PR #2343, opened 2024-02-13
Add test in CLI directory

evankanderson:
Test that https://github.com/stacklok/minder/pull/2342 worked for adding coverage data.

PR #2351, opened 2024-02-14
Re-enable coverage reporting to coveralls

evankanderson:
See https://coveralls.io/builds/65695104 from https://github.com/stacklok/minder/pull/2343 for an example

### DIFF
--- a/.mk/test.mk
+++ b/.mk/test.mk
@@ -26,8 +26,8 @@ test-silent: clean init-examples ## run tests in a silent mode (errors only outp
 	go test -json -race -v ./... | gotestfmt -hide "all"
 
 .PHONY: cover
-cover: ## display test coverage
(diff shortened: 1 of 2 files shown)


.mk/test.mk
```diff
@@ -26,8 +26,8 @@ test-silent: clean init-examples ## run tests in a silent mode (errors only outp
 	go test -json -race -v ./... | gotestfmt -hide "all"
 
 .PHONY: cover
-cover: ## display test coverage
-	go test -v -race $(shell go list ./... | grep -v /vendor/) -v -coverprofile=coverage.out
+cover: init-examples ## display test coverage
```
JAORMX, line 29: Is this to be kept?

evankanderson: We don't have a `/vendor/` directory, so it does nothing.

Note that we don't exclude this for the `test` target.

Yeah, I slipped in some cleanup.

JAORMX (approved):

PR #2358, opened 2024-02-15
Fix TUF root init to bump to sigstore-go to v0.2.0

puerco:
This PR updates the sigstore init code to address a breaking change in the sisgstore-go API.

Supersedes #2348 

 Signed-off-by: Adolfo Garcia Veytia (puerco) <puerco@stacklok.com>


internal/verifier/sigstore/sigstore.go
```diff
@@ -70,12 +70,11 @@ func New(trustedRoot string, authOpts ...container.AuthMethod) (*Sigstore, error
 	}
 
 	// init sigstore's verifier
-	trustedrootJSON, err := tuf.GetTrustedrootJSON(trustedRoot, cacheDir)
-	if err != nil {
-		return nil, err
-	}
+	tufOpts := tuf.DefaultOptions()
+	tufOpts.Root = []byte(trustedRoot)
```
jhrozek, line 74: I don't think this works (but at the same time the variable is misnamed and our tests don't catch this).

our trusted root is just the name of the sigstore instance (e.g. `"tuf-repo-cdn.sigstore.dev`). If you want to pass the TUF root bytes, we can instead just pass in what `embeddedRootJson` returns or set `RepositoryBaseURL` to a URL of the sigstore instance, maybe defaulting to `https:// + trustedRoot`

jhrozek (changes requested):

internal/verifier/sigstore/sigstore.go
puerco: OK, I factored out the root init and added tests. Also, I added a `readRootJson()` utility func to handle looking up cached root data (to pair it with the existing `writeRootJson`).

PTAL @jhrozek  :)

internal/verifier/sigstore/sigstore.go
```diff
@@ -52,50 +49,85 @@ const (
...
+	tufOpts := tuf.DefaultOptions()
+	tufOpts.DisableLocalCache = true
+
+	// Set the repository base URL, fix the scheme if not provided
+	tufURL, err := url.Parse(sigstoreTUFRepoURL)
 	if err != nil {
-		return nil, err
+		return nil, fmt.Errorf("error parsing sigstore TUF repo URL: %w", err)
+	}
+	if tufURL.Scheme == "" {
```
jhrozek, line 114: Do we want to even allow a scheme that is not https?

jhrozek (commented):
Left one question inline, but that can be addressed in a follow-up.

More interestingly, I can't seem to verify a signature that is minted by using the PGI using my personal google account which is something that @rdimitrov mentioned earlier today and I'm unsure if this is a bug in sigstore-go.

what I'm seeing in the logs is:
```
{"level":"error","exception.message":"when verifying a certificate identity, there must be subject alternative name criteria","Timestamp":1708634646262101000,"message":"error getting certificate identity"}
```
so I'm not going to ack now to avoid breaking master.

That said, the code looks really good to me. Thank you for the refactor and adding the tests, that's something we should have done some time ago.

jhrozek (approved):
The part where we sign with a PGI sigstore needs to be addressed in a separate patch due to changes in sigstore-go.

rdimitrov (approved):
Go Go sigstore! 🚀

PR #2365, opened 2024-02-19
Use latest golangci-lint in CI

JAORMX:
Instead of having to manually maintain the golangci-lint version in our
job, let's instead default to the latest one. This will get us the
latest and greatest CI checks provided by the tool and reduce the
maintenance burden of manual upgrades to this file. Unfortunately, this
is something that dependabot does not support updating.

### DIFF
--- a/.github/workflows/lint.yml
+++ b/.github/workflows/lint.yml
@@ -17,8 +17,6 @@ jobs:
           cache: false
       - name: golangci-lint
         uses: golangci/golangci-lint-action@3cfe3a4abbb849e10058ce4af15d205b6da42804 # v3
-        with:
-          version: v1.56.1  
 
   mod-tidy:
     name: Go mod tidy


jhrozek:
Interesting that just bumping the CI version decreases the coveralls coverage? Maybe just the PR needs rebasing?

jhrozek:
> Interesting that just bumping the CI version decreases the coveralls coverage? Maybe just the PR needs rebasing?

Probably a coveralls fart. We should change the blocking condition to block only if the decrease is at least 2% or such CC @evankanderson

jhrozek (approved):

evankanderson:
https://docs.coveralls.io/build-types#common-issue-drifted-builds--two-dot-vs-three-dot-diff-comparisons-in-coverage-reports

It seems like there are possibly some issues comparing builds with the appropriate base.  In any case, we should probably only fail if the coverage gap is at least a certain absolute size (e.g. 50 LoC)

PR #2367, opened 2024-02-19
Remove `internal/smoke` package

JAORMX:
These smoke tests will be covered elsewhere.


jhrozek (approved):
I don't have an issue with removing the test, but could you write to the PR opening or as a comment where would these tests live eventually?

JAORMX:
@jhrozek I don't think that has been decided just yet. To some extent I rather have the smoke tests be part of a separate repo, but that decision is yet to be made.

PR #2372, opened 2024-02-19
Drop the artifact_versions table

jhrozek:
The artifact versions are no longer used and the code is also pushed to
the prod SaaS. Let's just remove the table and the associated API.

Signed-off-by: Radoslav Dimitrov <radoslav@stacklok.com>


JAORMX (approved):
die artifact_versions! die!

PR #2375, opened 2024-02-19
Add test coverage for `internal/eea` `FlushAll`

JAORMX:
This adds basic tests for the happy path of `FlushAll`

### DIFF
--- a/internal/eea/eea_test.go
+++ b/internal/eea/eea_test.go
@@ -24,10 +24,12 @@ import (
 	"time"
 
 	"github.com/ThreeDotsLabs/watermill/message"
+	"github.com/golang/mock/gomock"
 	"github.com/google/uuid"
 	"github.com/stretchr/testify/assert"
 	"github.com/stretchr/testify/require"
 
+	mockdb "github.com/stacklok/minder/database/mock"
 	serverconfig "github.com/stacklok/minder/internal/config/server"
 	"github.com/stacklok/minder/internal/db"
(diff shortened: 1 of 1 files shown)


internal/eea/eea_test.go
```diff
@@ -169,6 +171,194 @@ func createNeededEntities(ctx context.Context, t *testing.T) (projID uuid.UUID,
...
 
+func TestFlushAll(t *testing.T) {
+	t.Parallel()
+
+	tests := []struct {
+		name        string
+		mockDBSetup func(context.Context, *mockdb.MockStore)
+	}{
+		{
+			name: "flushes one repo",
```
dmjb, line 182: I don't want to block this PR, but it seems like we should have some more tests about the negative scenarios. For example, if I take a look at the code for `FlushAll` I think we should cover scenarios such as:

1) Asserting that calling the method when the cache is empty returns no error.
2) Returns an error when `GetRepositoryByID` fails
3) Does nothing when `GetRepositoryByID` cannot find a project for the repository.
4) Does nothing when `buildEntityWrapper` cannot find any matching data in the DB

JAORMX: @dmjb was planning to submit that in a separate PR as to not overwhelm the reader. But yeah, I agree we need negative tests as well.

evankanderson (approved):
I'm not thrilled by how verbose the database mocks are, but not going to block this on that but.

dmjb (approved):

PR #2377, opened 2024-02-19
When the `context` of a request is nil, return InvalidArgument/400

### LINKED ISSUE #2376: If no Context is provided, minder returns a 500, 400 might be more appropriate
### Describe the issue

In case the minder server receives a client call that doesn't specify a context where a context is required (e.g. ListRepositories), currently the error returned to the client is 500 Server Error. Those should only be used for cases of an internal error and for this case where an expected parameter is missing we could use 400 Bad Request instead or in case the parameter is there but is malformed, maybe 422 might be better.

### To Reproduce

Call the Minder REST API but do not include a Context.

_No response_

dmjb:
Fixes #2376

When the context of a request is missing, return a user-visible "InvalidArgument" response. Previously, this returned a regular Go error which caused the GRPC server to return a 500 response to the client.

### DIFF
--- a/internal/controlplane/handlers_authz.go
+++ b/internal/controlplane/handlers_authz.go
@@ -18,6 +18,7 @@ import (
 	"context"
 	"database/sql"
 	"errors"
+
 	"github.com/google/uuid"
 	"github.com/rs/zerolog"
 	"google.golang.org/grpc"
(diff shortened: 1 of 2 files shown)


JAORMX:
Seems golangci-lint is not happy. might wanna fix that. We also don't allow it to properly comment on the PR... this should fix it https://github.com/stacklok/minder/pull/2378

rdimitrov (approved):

═══

> [Brief] Show every line above in which the word "what" appears.

> [Response to this task]
our trusted root is just the name of the sigstore instance (e.g. `"tuf-repo-cdn.sigstore.dev`). If you want to pass the TUF root bytes, we can instead just pass in what `embeddedRootJson` returns or set `RepositoryBaseURL` to a URL of the sigstore instance, maybe defaulting to `https:// + trustedRoot`
what I'm seeing in the logs is:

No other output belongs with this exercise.